Um in diesem Umfeld weltweit erfolgreich zu sein, sind internationale Kooperationen und Produktionsnetzwerke essenziell. Es wäre daher kontraproduktiv, rein protektionistische Maßnahmen in den Vordergrund zu stellen. Die Modernisierung des Steuersystems und harmonischere steuerliche Rahmenbedingungen könnten dagegen Anreize schaffen, dass Unternehmen sich stärker auf heimische Investitionen konzentrieren, ohne dabei die globalen Chancen und Netzwerke aus den Augen zu verlieren. Zudem unterstützt ein attraktives Steuersystem nicht nur die Pharmakonzerne selbst, sondern wirkt insgesamt innovationsfördernd und schafft zusätzliche Arbeitsplätze in Forschung und Produktion. Eine ehrliche Auseinandersetzung mit dem Thema zeigt auch, dass Zölle kurzfristig und symbolisch wirken können, während Steuerpolitiken langfristigen Einfluss auf Standortentscheidungen und Investitionen nehmen.
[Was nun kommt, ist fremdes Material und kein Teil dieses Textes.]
PR #923, opened 2026-06-03
Tweak tests for compatibility with Python pipeline

StepanBrychta:
## What does this change?

Following the migration of work/image document generators to Python (see https://github.com/wellcomecollection/catalogue-pipeline/pull/3402), this PR makes the catalogue API tests compatible with the new documents:
* Modify the `copy_test_documents.py` script to copy documents from the new location in the catalogue pipeline repository
* Change hardcoded ID/title values in various tests to match values in the new documents
* Create Python scripts to automate the generation of expected responses for WorksIncludesTest and ImagesIncludesTest.
* Remove a few outdated tests (e.g. work documents no longer include `precededBy` and `succeededBy` fields).

## How to test

Run the tests and make sure they all pass.

Catalogue API tests are now compatible with the Python generated documents (and the Python ingestor more broadly).


search/src/test/scala/weco/api/search/images/ImagesFiltersTest.scala
```diff
@@ -100,17 +100,6 @@ class ImagesFiltersTest extends AnyFunSpec with ApiImagesTestBase {
...
-      withGenreFilterRecords { routes =>
-        assertJsonResponse(
-          routes,
-          path = s"$rootPath/images?source.genres.label=Dodo%20divination"
-        ) {
-          Status.OK -> emptyJsonResult
-        }
-      }
-    }
-
```
StepanBrychta, line 113: In the original test documents, there was no work with the `Dodo divination` subject due to a bug in the Scala image generators. The test succeeded, but not for the reason the author intended, so I'm removing it.

search/src/test/scala/weco/api/search/works/WorksIncludesTest.scala
StepanBrychta, line 1: I extracted the expected responses for this test into JSON files under `resources/expected_responses`, which are now generated automatically using a Python script.

kenoir (approved):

Die USA verfügen noch immer über eine starke Basis in der pharmazeutischen Fertigung, insbesondere bei High-Value-Produkten und komplexen Arzneiformen wie Injektionslösungen. Durch gezielte Steueranpassungen könnte dieses Potenzial ausgebaut und der Importdruck verringert werden. Abschließend verdeutlichen die Entwicklungen der letzten Jahre, dass Steuerpolitik ein wesentliches Instrument darstellt, um die Rückkehr der Pharmaindustrie in die USA zu fördern. Während Tarifdrohungen politischen Druck erzeugen und Aufmerksamkeit schaffen, ist der Weg zu einer nachhaltigen Stärkung der heimischen Pharmafertigung vor allem über eine Reform des Steuersystems zu führen. Themen wie Wettbewerbsfähigkeit, Innovationskraft und Beschäftigung profitieren unmittelbar von einem Umfeld, das steuerliche Hindernisse absenkt und Anreize für inländische Produktion setzt.
Diese Erkenntnisse liefern wichtige Impulse für die Diskussionen in Politik und Wirtschaft, die in den kommenden Jahren maßgeblich bestimmen, wie die globale Pharmaindustrie positioniert und auf die Herausforderungen der Zukunft vorbereitet wird.